**Work required**
Reproduce exactly, and only, the lines running from the start of the entries below to the line containing "GROUPING SETS are not supported".

[Record set]

Issue #2219, opened 2018-06-13
Feature request: GROUPING SETS, CUBE, ROLLUP


colton-citus:
This issue is being created to request support for following features: 

GROUPING SETS
CUBE
ROLLUP

See ticket # 593 for original request

pastures:
This has been here for a while, any progress on fixing it?

cooltnt:
hope the distributed table can support

PR #2507, opened 2018-11-29
Error out when a subquery has grouping set clause

### LINKED ISSUE #2256: Grouping sets in pushdownable subqueries incorrectly allowed
GROUPING SETS are not supported (see #2219), but they can incorrectly pass through in subqueries.

Top-level grouping sets error out:

```sql
SELECT x, y FROM test GROUP BY GROUPING SETS ((x), (y));
ERROR:  could not run distributed query with GROUPING SETS, CUBE, or ROLLUP
```

but subqueries may give incorrect results:
```sql 
INSERT INTO test SELECT s, 1 FROM generate_series(1,10) s;                                                                                                             
SELECT * FROM (SELECT x, y FROM test GROUP BY GROUPING SETS ((x), (y))) s;
 x  │ y 
────┼───
  8 │  
    │ 1
  1 │  
    │ 1
 10 │  
    │ 1
  5 │  
    │ 1
  4 │  
  7 │  
    │ 1
  3 │  
    │ 1
  6 │  
    │ 1
  2 │  
    │ 1
  9 │  
    │ 1
(19 rows)
```

The correct result has 11 rows:
```sql
CREATE TABLE local AS SELECT * FROM test;                                                                                                                               
SELECT * FROM (SELECT x, y FROM local GROUP BY GROUPING SETS ((x), (y))) s;                                                                                             
 x  │ y 
────┼───
  9 │  
  3 │  
  5 │  
  4 │  
 10 │  
  6 │  
  2 │  
  7 │  
  1 │  
  8 │  
    │ 1
(11 rows)
```

hanefi:
Description: Do not allow GROUPING SET clauses in subqueries

We currently do not support GROUPING SETS (see #2219) but they can incorrectly pass through in subqueries.

Closes #2256

### DIFF
--- a/src/test/regress/expected/subqueries_not_supported.out
+++ b/src/test/regress/expected/subqueries_not_supported.out
@@ -157,6 +157,17 @@ WHERE
 ;
 ERROR:  cannot push down this subquery
 DETAIL:  Having qual without group by on partition column is currently unsupported when a subquery references a column from another query
+-- We do not support GROUPING SETS in subqueries
+-- This also includes ROLLUP or CUBE clauses
+SELECT * FROM (SELECT user_id, value_1 FROM users_table GROUP BY GROUPING SETS ((user_id), (value_1))) s;
+ERROR:  could not run distributed query with GROUPING SETS, CUBE, or ROLLUP
+HINT:  Consider using an equality filter on the distributed table's partition column.
+SELECT * FROM (SELECT user_id, value_1 FROM users_table GROUP BY ROLLUP (user_id, value_1)) s;
+ERROR:  could not run distributed query with GROUPING SETS, CUBE, or ROLLUP
+HINT:  Consider using an equality filter on the distributed table's partition column.
+SELECT * FROM (SELECT user_id, value_1 FROM users_table GROUP BY CUBE (user_id, value_1)) s;
+ERROR:  could not run distributed query with GROUPING SETS, CUBE, or ROLLUP
+HINT:  Consider using an equality filter on the distributed table's partition column.
 SET client_min_messages TO DEFAULT;
 DROP SCHEMA not_supported CASCADE;
 NOTICE:  drop cascades to table users_table_local
--- a/src/backend/distributed/planner/query_pushdown_planning.c
+++ b/src/backend/distributed/planner/query_pushdown_planning.c
@@ -807,6 +807,14 @@ DeferErrorIfCannotPushdownSubquery(Query *subqueryTree, bool outerMostQueryHasLi
 		}
 	}
 
+	/* grouping sets are not allowed in subqueries*/
+	if (subqueryTree->groupingSets)
+	{
+		preconditionsSatisfied = false;
+		errorDetail = "could not run distributed query with GROUPING SETS, CUBE, "
+					  "or ROLLUP";
+	}
+
 	/*
 	 * We support window functions when the window function
 	 * is partitioned on distribution column.
--- a/src/test/regress/sql/subqueries_not_supported.sql
+++ b/src/test/regress/sql/subqueries_not_supported.sql
@@ -149,6 +149,13 @@ WHERE
     )
 ;
 
+
+-- We do not support GROUPING SETS in subqueries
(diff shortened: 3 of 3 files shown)


marcocitus:
Needs a regression test.

Something worth thinking about: Which grouping sets are actually acceptable in subquery pushdown?

hanefi:
I know that grouping sets are supported on single shard, but currently I do not care whether a subquery hits a single shard or not. Other than checking for the number of shard hits, nothing comes to my mind that would make subquery pushdown acceptable

I am trying to write some GROUPING SET queries that give wrong results on master instead of returning errors. I planned to reuse an existing table in a regression test for this

I will add regression tests to `multi_router_planner.sql` today.

marcocitus:
> I know that grouping sets are supported on single shard, but currently I do not care whether a subquery hits a single shard or not. 

The test is to confirm that we actually throw the error and don't accidentally remove the error.

> Other than checking for the number of shard hits, nothing comes to my mind that would make subquery pushdown acceptable

For example, the following seems perfectly pushdownable: `SELECT x, y, count(*) FROM test GROUP BY GROUPING SETS ((x), (x,y));` . I guess the rule is that every set needs to contain the distribution column.

Not necessarily for this PR, but it's worth understanding what we could/should be doing. 

> I will add regression tests to multi_router_planner.sql today.

No need, we already have those.

src/test/regress/expected/subqueries_not_supported.out
```diff
@@ -157,6 +157,17 @@ WHERE
 ;
 ERROR:  cannot push down this subquery
 DETAIL:  Having qual without group by on partition column is currently unsupported when a subquery references a column from another query
+-- We do not support GROUPING SETS in subqueries
+-- This also includes ROLLUP or CUBE clauses
+SELECT * FROM (SELECT user_id, value_1 FROM users_table GROUP BY GROUPING SETS ((user_id), (value_1))) s;
```
onderkalaci: These tests are good for now. But, I've a note here for when you touch similar parts of the code in the future or if you have seen `random()` calls in the tests.

In general, PostgreSQL has the ability to pull up subqueries. So. say we have the following query:
```SQL
SELECT * FROM (SELECT user_id FROM users_table) as foo;
```

It simply converts (e.g., pulls-up the subquery) the query to the following and plans in that form for various performance reasons:
```SQL
SELECT user_id FROM users_table;
```

For that to happen, the subquery should conform to the rules in [`is_simple_subquery()`](https://doxygen.postgresql.org/prepjointree_8c_source.html#l01442).

As you can see, if `subquery->groupingSets` the function returns false, so we're safe in these tests. 

But, in general, to ensure that Postgresql doesn't do that, we add a `random()` function call since there is the following check in the subquery, and that is less likely to change in the future:

```C
 if (contain_volatile_functions((Node *) subquery->targetList))
         return false;
```

So, if I were to write these queries, I'd ended-up with the following to prevent subquery being pulled:
```SQL

SELECT * FROM (SELECT random() * user_id, value_1 FROM users_table GROUP BY GROUPING SETS ((user_id), (value_1))) s;

```

hanefi:
> I guess the rule is that every set needs to contain the distribution column.

I have one small thing to add to this. We discussed which queries we can safely pushdown with @onderkalaci . I can say that it would be better if we say every *nonempty* group needs to contain distribution column.

There is a strange case where we can possibly pushdown the query even though there is an empty group (therefore not including the distribution column):
```
CUBE ((x,y), (x,z));
```
corresponds to these 4 groups in a grouping set:
```
GROUPING SETS (
    (x, y, z),
    (x, y,  ),
    (x,    z),
    (       )
)
```
The first three groups will hit one shard, but the empty group will need to process all the shards AFAIK. I assume that it will still be pushdownable though.

src/test/regress/expected/subqueries_not_supported.out
hanefi: I read the tests in this file to get a general understanding, but I didn't pay attention to random number generation in subqueries.

It is really nice for you to point these things out as it helps me learn how Postgres internals work.
Thanks

PR #2509, opened 2018-11-30
Make sure the explain output for partition wise join is stable

onderkalaci:
Related with #2387

We disable bunch of planning options on the workers. This might be
risky if any concurrent test relies on EXPLAIN OUTPUT as well. Still,
we want to keep this test, so we should try to not parallelize this
test with such test.

### DIFF
--- a/src/test/regress/sql/multi_partitioning.sql
+++ b/src/test/regress/sql/multi_partitioning.sql
@@ -986,7 +986,6 @@ ORDER BY
 COMMIT;
 
 -- test partition-wise join
-
 CREATE TABLE partitioning_hash_join_test(id int, subid int) PARTITION BY HASH(subid);
 CREATE TABLE partitioning_hash_join_test_0 PARTITION OF partitioning_hash_join_test FOR VALUES WITH (MODULUS 3, REMAINDER 0);
 CREATE TABLE partitioning_hash_join_test_1 PARTITION OF partitioning_hash_join_test FOR VALUES WITH (MODULUS 3, REMAINDER 1);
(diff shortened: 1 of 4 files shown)


src/test/regress/sql/multi_partitioning.sql
```diff
@@ -986,16 +986,21 @@ ORDER BY
...
 CREATE TABLE partitioning_hash_join_test(id int, subid int) PARTITION BY HASH(subid);
 CREATE TABLE partitioning_hash_join_test_0 PARTITION OF partitioning_hash_join_test FOR VALUES WITH (MODULUS 3, REMAINDER 0);
 CREATE TABLE partitioning_hash_join_test_1 PARTITION OF partitioning_hash_join_test FOR VALUES WITH (MODULUS 3, REMAINDER 1);
 CREATE TABLE partitioning_hash_join_test_2 PARTITION OF partitioning_hash_join_test FOR VALUES WITH (MODULUS 3, REMAINDER 2);
 
 SELECT create_distributed_table('partitioning_hash_join_test', 'id');
 
--- see the query plan without partition-wise join
-EXPLAIN
+SELECT success FROM run_command_on_workers('alter system set enable_mergejoin to off');
```
mtuncer: These are really limiting postgres planner's options.

mtuncer:
We discussed this offline with @onderkalaci I am happy to keep this test as opposed to removing it altogether.

🚢

src/test/regress/sql/multi_partitioning.sql
onderkalaci: That's my goal 😃

jasonmp85: I mean it's not like we're doing this in our code, just in the test… seems fine to me.

PR #2510, opened 2018-11-30
Sort task list for multi-task explain outputs

onderkalaci:
part of #2387

This is purely for ensuring that regression tests do not randomly fail.

### DIFF
--- a/src/backend/distributed/planner/multi_explain.c
+++ b/src/backend/distributed/planner/multi_explain.c
@@ -23,6 +23,7 @@
 #include "distributed/citus_nodefuncs.h"
 #include "distributed/connection_management.h"
 #include "distributed/insert_select_planner.h"
+#include "distributed/listutils.h"
 #include "distributed/multi_client_executor.h"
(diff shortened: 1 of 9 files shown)


jasonmp85:
The failures here are weird and related to not finding HLL in packagecloud… Looking into it.

src/backend/distributed/planner/multi_explain.c
```diff
@@ -358,6 +359,9 @@ ExplainTaskList(List *taskList, ExplainState *es)
 	ListCell *remoteExplainCell = NULL;
 	List *remoteExplainList = NIL;
 
+	/* make sure that the output is consistent */
+	taskList = SortList(taskList, CompareTasksByTaskId);
```
jasonmp85: This is contingent upon the planning and `taskId` assignment being deterministic, but if it is, this is an improvement over the status quo, so I'm fine merging this without further inspection (AFAIK there is not a strong reason to assume task id assignment is ever non-deterministic, but just bringing it up).

PR #2512, opened 2018-11-30
Add a column to pg_dist_node to enable metadata-only workers

marcocitus:
DESCRIPTION: Add a column to pg_dist_node to enable metadata-only workers

This PR adds an `isdatanode` column to `pg_dist_node`, which allows you to specify whether a node should have shards created on it (default is `true`). This opens the door for having metadata-only/query nodes.

I did not add a more official API for it yet. I imagine it would be something like `add_query_node`. We can use this to gain some experience with it and figure out naming before adding more official support.

(probably not an 8.1 item)

### DIFF
--- a/citus.control
+++ b/citus.control
@@ -1,6 +1,6 @@
 # Citus extension
 comment = 'Citus distributed database'
-default_version = '8.0-12'
+default_version = '8.0-13'
 module_pathname = '$libdir/citus'
 relocatable = false
 schema = pg_catalog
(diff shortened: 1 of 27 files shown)


pykello:
@marcocitus Is this a 9.0 item? If so, then part of this and https://github.com/citusdata/citus/pull/2928 can be done together to avoid altering pg_dist_node multiple times.

marcocitus:
@JelteF would this column be compatible with drain node?

JelteF:
@marcocitus thanks for the ping on this. I'll reuse part of this in my next PR.

JelteF:
Closing this since my next PR will incorporate this as well.

PR #2515, opened 2018-12-03
Use `conn.killall()` instead of `conn.kill()` in the failure tests

onderkalaci:
Mostly opened to trigger travis failure tests, yet.

There seems to be an issue with `flow.kill`, which is fixed in never versions of mitmproxy but not the one that we use. Here is the link to that [issue](https://github.com/mitmproxy/mitmproxy/issues/2724).

I realized Citus regression tests randomly fails on right after `conn.kill()`, and trying to understand whether the change in this PR helps us.


onderkalaci:
this doesn't fix the issue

[/Record set]

**Result**
Issue #2219, opened 2018-06-13
Feature request: GROUPING SETS, CUBE, ROLLUP


colton-citus:
This issue is being created to request support for following features: 

GROUPING SETS
CUBE
ROLLUP

See ticket # 593 for original request

pastures:
This has been here for a while, any progress on fixing it?

cooltnt:
hope the distributed table can support

PR #2507, opened 2018-11-29
Error out when a subquery has grouping set clause

### LINKED ISSUE #2256: Grouping sets in pushdownable subqueries incorrectly allowed
GROUPING SETS are not supported (see #2219), but they can incorrectly pass through in subqueries.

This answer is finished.